Suppose the ice cream shop offers 9 different flavours, and we share 5 scoops. How many ways of ordering are there if
All different
any combination
two scoops of one flavour, two scoops of 2nd, and one of third
first one, i did 9! / 5!?
second one and third one idk
To calculate the number of ways of ordering, we can use combinations and permutations.
1) All different:
In this case, we have 9 flavors and we want to choose 5 scoops. Since the order matters (e.g., choosing chocolate first or last), we need to use permutations. We can calculate this using the formula for permutations by dividing the total number of possible permutations by the number of repetitions. The formula is nPr = n! / (n - r)!, where n is the total number of items and r is the number of items to be chosen. So, for this scenario, the calculation would be: 9P5 = (9!)/(9-5)! = (9!)/(4!) = 9 x 8 x 7 x 6 x 5 = 15,120 ways of ordering.
2) Any combination:
In this case, we don't care about the order in which the scoops are chosen. We simply want to count the number of combinations. We can calculate this using the formula for combinations. The formula is nCr = n! / (r!(n-r)!), where n is the total number of items and r is the number of items to be chosen. So, for this scenario, the calculation would be: 9C5 = (9!)/(5!(9-5)!) = (9!)/(5!4!) = 9 x 8 x 7 x 6 x 5 / (5 x 4 x 3 x 2 x 1) = 126 ways of ordering.

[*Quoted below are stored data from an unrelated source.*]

PR #162, opened 2021-12-23
libbpf-rs: Add functionality for the libbpf TC interface

mimullin-bbry:
Documentation of the libbpf TC interface can be found here
https://lwn.net/ml/bpf/20210512103451.989420-3-memxor@gmail.com/


anakryiko:
I'll be out on vacation for the rest of 2021, so I'll do a proper review after New Year. But it would be great to split out the example into a separate commit, if you don't mind. Thank you!

examples/tc_port_whitelist/src/bpf/tc.bpf.c
```diff
@@ -0,0 +1,256 @@
...
+    }
+
+    if (tcph) {
+        dst = tcph->dest;
+        src = tcph->source;
+    } else if (udph) {
+        dst = udph->dest;
+        src = udph->source;
+    }
+
```
insearchoflosttime, line 237: I think we can greatly simplify this file if we just do the parsing in this function instead of defining `is_ipv4`, `is_ipv6`, `is_udp` and `is_tcp` in separate functions. I think we can just do this:

```
  __u8 proto = 0;
  void *trans_data;
  if (eth + 1 > data_end) 
      return TC_ACT_UNSPEC;
  if (eth->h_proto == bpf_htons(ETH_P_IP)) { // ipv4
      struct iphdr *iph = (struct iphdr *)(eth + sizeof(*eth));
      if (iph + 1 > data_end)
          return TC_ACT_UNSPEC;
      proto = iph->protocol;
      trans_data = iph + (iph->ihl * 4);
  } else if (eth->h_proto == bpf_htons(ETH_P_IPV6)) { // ipv6
      struct ipv6hdr *ip6h = (struct ipv6hdr *)(data + sizeof(*eth));
      if (ip6h + 1 > data_end)
          return TC_ACT_UNSPEC;
     proto = ip6h->nexthdr;
      trans_data = ip6h + 1;
  }
   if (proto == IPPROTO_TCP)  {
       tcph = (struct tcphdr *)trans_data;
       dst = tcph->dst;
       src = tcph->source;
   } else if (proto == IPPROTO_UDP) {
       udph = (struct udphdr *)trans_data;
       dst = udph->dest;
       src = udph->source;
   } else {
     goto allow_unknown;
  }
   
```

examples/tc_port_whitelist/src/bpf/tc.bpf.c
```diff
@@ -0,0 +1,256 @@
...
+    if (hdr_sz == sizeof(struct iphdr)) {
+        struct iphdr *v4 = (struct iphdr*)iph;
+        proto = v4->protocol;
+    } else if (hdr_sz == sizeof(struct ipv6hdr)) {
+        struct ipv6hdr *v6 = (struct ipv6hdr*)iph;
+        proto = v6->nexthdr;
+    }
+
+    if (proto == IPPROTO_UDP) {
+        udph = (struct udphdr*)((void*)iph + hdr_sz);
```
insearchoflosttime, line 116: I don't think this is correct - ipv4 headers are variable size lengths so in the ipv4 case, the tcp or udp header would be at `iph + (iph->ihl * 4)`

examples/tc_port_whitelist/src/bpf/tc.bpf.c
```diff
@@ -0,0 +1,256 @@
...
+    if (hdr_sz == sizeof(struct iphdr)) {
+        struct iphdr *v4 = (struct iphdr*)iph;
+        proto = v4->protocol;
+    } else if (hdr_sz == sizeof(struct ipv6hdr)) {
+        struct ipv6hdr *v6 = (struct ipv6hdr*)iph;
+        proto = v6->nexthdr;
+    }
+
+    if (proto == IPPROTO_TCP) {
+        tcph = (struct tcphdr*)((void*)iph + hdr_sz);
```
insearchoflosttime, line 153: Same as the above comment regarding ipv4 header sizes

libbpf-rs/tests/bin/src/tc-unit.bpf.c
```diff
@@ -0,0 +1,21 @@
...
+#define TC_ACT_UNSPEC	(-1)
+#define TC_ACT_OK		0
+#define TC_ACT_RECLASSIFY	1
+#define TC_ACT_SHOT		2
+#define TC_ACT_PIPE		3
+#define TC_ACT_STOLEN		4
+#define TC_ACT_QUEUED		5
+#define TC_ACT_REPEAT		6
+#define TC_ACT_REDIRECT		7
+#define TC_ACT_TRAP		8
```
insearchoflosttime, line 14: Since only TC_ACT_UNSPEC is being used, let's just define only that.

libbpf-rs/src/tc.rs
```diff
@@ -0,0 +1,288 @@
+use nix::errno;
+use nix::errno::Errno::{EEXIST, EINVAL, ENOENT};
+
+use crate::*;
+
+pub type TcAttachPoint = libbpf_sys::bpf_tc_attach_point;
+pub const INGRESS: TcAttachPoint = libbpf_sys::BPF_TC_INGRESS;
+pub const EGRESS: TcAttachPoint = libbpf_sys::BPF_TC_EGRESS;
+pub const CUSTOM: TcAttachPoint = libbpf_sys::BPF_TC_CUSTOM;
```
insearchoflosttime, line 9: I think we should rename it with the preface TC_ (or maybe not even redeclare it here and just use libbpf_sys's declaration everywhere?). I think ingress/egress/custom is too common and doesn't pertain to just tc (eg cgroup uses it too afaik).

libbpf-rs/src/tc.rs
```diff
@@ -0,0 +1,288 @@
...
+
+pub type TcFlags = libbpf_sys::bpf_tc_flags;
+pub const BPF_TC_F_REPLACE: TcFlags = libbpf_sys::BPF_TC_F_REPLACE;
+
+pub const TC_H_INGRESS: u32 = 0xFFFFFFF1;
+pub const TC_H_CLSACT: u32 = TC_H_INGRESS;
+
+pub const TC_H_MIN_INGRESS: u32 = 0xFFF2;
+pub const TC_H_MIN_EGRESS: u32 = 0xFFF3;
```
insearchoflosttime, line 18: Can you add a comment here saying these are taken  from `include/uapi/linux/pkt_sched.h`?

libbpf-rs/src/tc.rs
```diff
@@ -0,0 +1,288 @@
...
+        };
+
+        tc_hook.hook.sz = std::mem::size_of::<libbpf_sys::bpf_tc_hook>() as u64;
+        tc_hook.opts.sz = std::mem::size_of::<libbpf_sys::bpf_tc_opts>() as u64;
+        tc_hook.opts.prog_fd = fd;
+
+        tc_hook
+    }
+
+    /// create a TcHook creates a New bpf_tc_hook
```
insearchoflosttime, line 56: nit: please fix this comment

libbpf-rs/src/tc.rs
```diff
@@ -0,0 +1,288 @@
...
+
+    /// Set the parent of a hook
+    /// Will return EINVAL if set upon an EGRESS/INGRESS/EGRESS|INGRESS hook
+    ///
+    /// Must be set on a CUSTOM hook
+    /// Current acceptable values are TC_H_CLSACT for maj, and
+    /// TC_H_MIN_EGRESS or TC_H_MIN_INGRESS for min
+    pub fn parent(&mut self, maj: u32, min: u32) -> &mut Self {
+        /* values from libbpf.h BPF_TC_PARENT() */
+        let parent = (maj & 0xFFFF0000_u32) | (min & 0x0000FFFF_u32);
```
insearchoflosttime, line 100: Please define 0xFFFF0000_u32 and 0x0000FFFF_u32 as TC_H_MAJ_MASK and TC_H_MIN_MASK  and use TC_H_MAJ_MASK/TC_H_MIN_MASK

insearchoflosttime (changes requested):
Thanks for working on this.

masmullin2000:
> Thanks for working on this.

Updated PR.  Sorry it took so long to respond.

examples/query/src/main.rs
```diff
@@ -31,7 +31,7 @@ fn prog() {
 
 fn map() {
     for map in query::MapInfoIter::default() {
-        println!("name={:<16} type={}", map.name, map.ty.to_string(),);
+        println!("name={:<16} type={}", map.name, map.ty);
```
masmullin2000, line 34: This is a cargo clipyy fix for a new default linter (found using rust 1.58.1)

libbpf-rs/src/tc.rs
```diff
@@ -0,0 +1,291 @@
...
+        self.opts.priority = priority;
+        self
+    }
+
+    /// Query a hook to inspect the program identifier (prog_id)
+    pub fn query(&mut self) -> Result<u32> {
+        let mut opts = self.opts;
+        opts.prog_id = 0;
+        opts.prog_fd = 0;
+        opts.flags = 0;
```
insearchoflosttime, line 140: I'm new to bpf tc - would you  mind explaining why prog_fd and prog_id have to be 0 when calling bpf_tc_query?

libbpf-rs/src/tc.rs
```diff
@@ -0,0 +1,291 @@
...
+    /// Users can create a second hook by changing the handle, the priority
+    /// or the attach_point and calling the attach() method again.
+    /// Beware doing this.  It might be better to Copy the TcHook and change
+    /// the values on the copied hook for easier detach()
+    ///
+    /// NOTE: Once a TcHook is attached, it, and the maps it uses,
+    ///       will outlive the userspace application that spawned them
+    ///       Make sure to detach if this is not desired
+    pub fn attach(&mut self) -> Result<Self> {
+        self.opts.prog_id = 0;
```
insearchoflosttime, line 164: Same here - would you mind explaining why  you can't attach when the prog_id is non-zero?

libbpf-rs/src/tc.rs
```diff
@@ -0,0 +1,291 @@
...
+
+    /// Detach a TcHook
+    pub fn detach(&mut self) -> Result<()> {
+        let mut opts = self.opts;
+        opts.prog_id = 0;
+        opts.prog_fd = 0;
+        opts.flags = 0;
+
+        let err = unsafe { libbpf_sys::bpf_tc_detach(&self.hook as *const _, &opts as *const _) };
+        if err != 0 && err != -(errno::Errno::ENOENT as i32) {
```
insearchoflosttime, line 182: I don't see the path in netlink.c where ENOENT can be returned - can you point me to where this is?

libbpf-rs/src/tc.rs
```diff
@@ -0,0 +1,291 @@
...
+    /// If called on a hook with an attach_point of EGRESS|INGRESS, will destroy the clsact tc
+    /// qdisc and detach all hooks
+    ///
+    /// Will error with EOPNOTSUPP if attach_point is BPF_TC_CUSTOM
+    ///
+    /// It is good practice to query before destroying as the tc qdisc may be used
+    /// by multiple programs
+    pub fn destroy(&mut self) -> Result<()> {
+        let err = unsafe { libbpf_sys::bpf_tc_hook_destroy(&mut self.hook as *mut _) };
+        if (err == -(EINVAL as i32) || err == -(ENOENT as i32))
```
insearchoflosttime, line 204: Same here - I'm not seeing where the path to ENOENT is in netlink.c for bpf_tc_hook_destroy. Where do you see this?

insearchoflosttime, line 204: I see EINVAL can also get returned with attach point == TC_EGRESS | TC_INGRESS, in the case where the parent of the hook is missing (in specific, I'm looking at the attach_point_to_config function in netlink.c). It seems like this shouldn't return Ok()

examples/tc_port_whitelist/src/bpf/tc.bpf.c
```diff
@@ -0,0 +1,297 @@
...
+ * @param data_end, end of the entire packet
+ *
+ * @return a struct iphdr if this is an ipv4 packet
+ *         NULL otherwise
+ */
+/*static struct iphdr* is_ipv4(struct ethhdr *eth, void *data_end) */
+/*{*/
+    /*struct iphdr *iph = NULL;*/
+    /*if (!eth || !data_end) {*/
+        /*return NULL;*/
```
insearchoflosttime, line 37: did you mean to remove the commented out code from this commit?

insearchoflosttime (commented):
Thanks for the updates. Left a few comments + questions inline

libbpf-rs/src/tc.rs
```diff
@@ -0,0 +1,291 @@
...
+pub const TC_H_CLSACT: u32 = TC_H_INGRESS;
+pub const TC_H_MIN_INGRESS: u32 = 0xFFF2;
+pub const TC_H_MIN_EGRESS: u32 = 0xFFF3;
+pub const TC_H_MAJ_MASK: u32 = 0xFFFF0000;
+pub const TC_H_MIN_MASK: u32 = 0x0000FFFF;
+
+/// The BPF TC subsystem has different control paths from other BPF programs
+/// As such a BPF program using a TC Hook (SEC("classifier") | SEC("tc")) must be operated
+/// more independently from other [libbpf-rs::Program]s where the program itself can
+/// be attach_*() a program using TC must grab a hook point, or create one
```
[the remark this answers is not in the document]
mimullin-bbry: the attach_*() refers to the other "normal" methods of using libbpf-rs such as attach_xdp attach_kprobes, etc.  

My grammar here is poor, I will address.

libbpf-rs/src/tc.rs
```diff
@@ -0,0 +1,291 @@
...
+    /// create a new TcHook
+    ///
+    /// if a TcHook already exists with the same parameters as the hook calling
+    /// create(), this function will still succeed.
+    ///
+    /// Will always fail on a TC_CUSTOM hook
+    pub fn create(&mut self) -> Result<Self> {
+        let err = unsafe { libbpf_sys::bpf_tc_hook_create(&mut self.hook as *mut _) };
+        // the hook may already exist, this is not an error
+        if err != 0 && err != -(EEXIST as i32) {
```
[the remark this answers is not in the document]
mimullin-bbry: > I'm not seeing where bpf_tc_hook_create can return -EEXIST

This error is coming out of the kernel rather than libbpf.  I shall track it down.

I **think** the error is coming out from here (https://elixir.bootlin.com/linux/latest/source/net/sched/cls_api.c#L2111).  But this is a wild guess.  During development I noticed the error during a double create, and tried to track through libbpf to see where the EEXIST comes from, and stopped as I could not track it via libbpf code spelunking.

libbpf-rs/src/tc.rs
mimullin-bbry: https://lwn.net/ml/bpf/20210512103451.989420-3-memxor@gmail.com/

There is a hard check for the values being unset here:

https://elixir.bootlin.com/linux/latest/source/tools/lib/bpf/netlink.c#L724

libbpf-rs/src/tc.rs
mimullin-bbry: This is also coming out of the kernel.  There are many spots in cls_api.c that it could be and I need to track it down to give a good answer.  Please allow some time.

libbpf-rs/src/tc.rs
mimullin-bbry: My semantic intention was to return an Ok() if the hooks were "gone".  A hook with a missing parent in my opinion is semantically the same as destroyed as I don't think a EGRESS|INGRESS hook can exist without some sort of parent.

EG if destroy() is called twice, my opinion is that the second destroy should not return an error as it's semantically a no-op.

If you would prefer, I can enable the error for the EINVAL case, it just means the consumers of the API will need to pay a bit more attention to which error value they receive as an EINVAL shouldn't dramatically alter their program flow.

libbpf-rs/src/tc.rs
mimullin-bbry: https://lwn.net/ml/bpf/20210512103451.989420-3-memxor@gmail.com/

There is a hard check for the values being unset here:

https://elixir.bootlin.com/linux/latest/source/tools/lib/bpf/netlink.c#L724

libbpf-rs/src/tc.rs
mimullin-bbry: It's a demand from the documentation
https://lwn.net/ml/bpf/20210512103451.989420-3-memxor@gmail.com/

There is a hard check for unset here:
https://elixir.bootlin.com/linux/latest/source/tools/lib/bpf/netlink.c#L579

examples/tc_port_whitelist/src/bpf/tc.bpf.c
mimullin-bbry: Yes.  Sorry.  will address.

libbpf-rs/src/tc.rs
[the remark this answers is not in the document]
insearchoflosttime: > the attach_*() refers to the other "normal" methods of using libbpf-rs such as attach_xdp attach_kprobes, etc.

Ah I see! That makes a lot of sense, thanks for clarifying!

libbpf-rs/src/tc.rs
insearchoflosttime: Why does the documentation demand that? That's what I'm trying to figure out  - to me it seems okay that you would be able to query even if you have the prog_fd in the hook set.

libbpf-rs/src/tc.rs
insearchoflosttime: Same here - the documentation says "The following opts must be unset: prog_id - The ID of the BPF prog", but why is there this restriction? If you know the ID of the  bpf prog, why would that prohibit you from attaching a filter to the hook? 

(btw, these aren't questions against your patch - they're more just questions about the implementation in libbpf and I wanted to ask you in case you have more context about bpf tc).

libbpf-rs/src/tc.rs
insearchoflosttime: Gotcha, thanks for your explanation. I personally like the idea of propagating whatever error libbpf returns - I think this is more future proof where if in the future libbpf returns -EINVAL for some other edge case, that will be automatically propagated by libbpf-rs. I'm also fine with leaving as is though, so the call is up to you :)

libbpf-rs/src/tc.rs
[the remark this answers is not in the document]
insearchoflosttime: I think it's coming from here https://elixir.bootlin.com/linux/latest/source/net/sched/sch_api.c#L1625 - `bpf_tc_hook_create` triggers the `tc_modify_qdisc` function in `sch_api.c` since we send  a `RTM_NEWQDISC` message when we create the tc hook (in tools/lib/bpf/netlink.c)

libbpf-rs/src/tc.rs
insearchoflosttime: I think it's coming from `tc_del_tfilter` in net/sched/cls_api.c. -ENOENT is returned if the filter wasn't found (https://elixir.bootlin.com/linux/latest/source/net/sched/cls_api.c#L2294) but looking at that function, -ENOENT can also be returned if the filter's protocol, handle, or kind is set, in which case we shouldn't return back OK() to the user. I'm in favor of propagating -ENOENT to the user whenever libbpf_sys::bpf_tc_detach returns back -ENOENT.

libbpf-rs/src/tc.rs
```diff
@@ -0,0 +1,291 @@
...
+        let err =
+            unsafe { libbpf_sys::bpf_tc_attach(&self.hook as *const _, &mut self.opts as *mut _) };
+        if err != 0 {
+            Err(Error::System(errno::errno()))
+        } else {
+            Ok(*self)
+        }
+    }
+
+    /// Detach a TcHook
```
insearchoflosttime, line 174: Can you clarify  this as "Detach a filter from a TcHook"?

libbpf-rs/src/tc.rs
```diff
@@ -0,0 +1,291 @@
...
+
+        let err = unsafe { libbpf_sys::bpf_tc_query(&self.hook as *const _, &mut opts as *mut _) };
+        if err != 0 {
+            Err(Error::System(errno::errno()))
+        } else {
+            Ok(opts.prog_id)
+        }
+    }
+
+    /// Attach the TcHook so that the program starts processing
```
insearchoflosttime, line 150: Would you mind clarifying this to  "Attach a filter to a TcHook"?

masmullin2000: Resolved

libbpf-rs/src/tc.rs
masmullin2000: Resolved

examples/tc_port_whitelist/src/bpf/tc.bpf.c
masmullin2000: Resolved

libbpf-rs/src/tc.rs
masmullin2000: As of most recent push, all errors are passed to the user.  With the exception of create().  IMHO erroring on a "double create" is very difficult for users to understand (see test_tc_double_create in test_tc.rs)

libbpf-rs/src/tc.rs
masmullin2000: resolved, see comment below

libbpf-rs/src/tc.rs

3) Two scoops of one flavor, two scoops of the second flavor, and one of the third:
In this case, we need to consider the different flavors and their combinations. We have 9 flavors, so we need to consider choosing 2 out of 9 flavors, and then 2 out of the remaining 8 flavors, and finally 1 out of the remaining 7 flavors. We can calculate this by multiplying the combinations together. So, for this scenario, the calculation would be: 9C2 x 8C2 x 7C1 = (9!)/(2!(9-2)!) x (8!)/(2!(8-2)!) x (7!)/(1!(7-1)!) = 36 x 28 x 7 = 8,568 ways of ordering.
To summarize:
1) All different: 15,120 ways of ordering.
2) Any combination: 126 ways of ordering.
3) Two scoops of one flavor, two scoops of the second flavor, and one of the third: 8,568 ways of ordering.
Remember, when calculating permutations and combinations, it is important to consider the principles of factorials and the formula for permutations and combinations.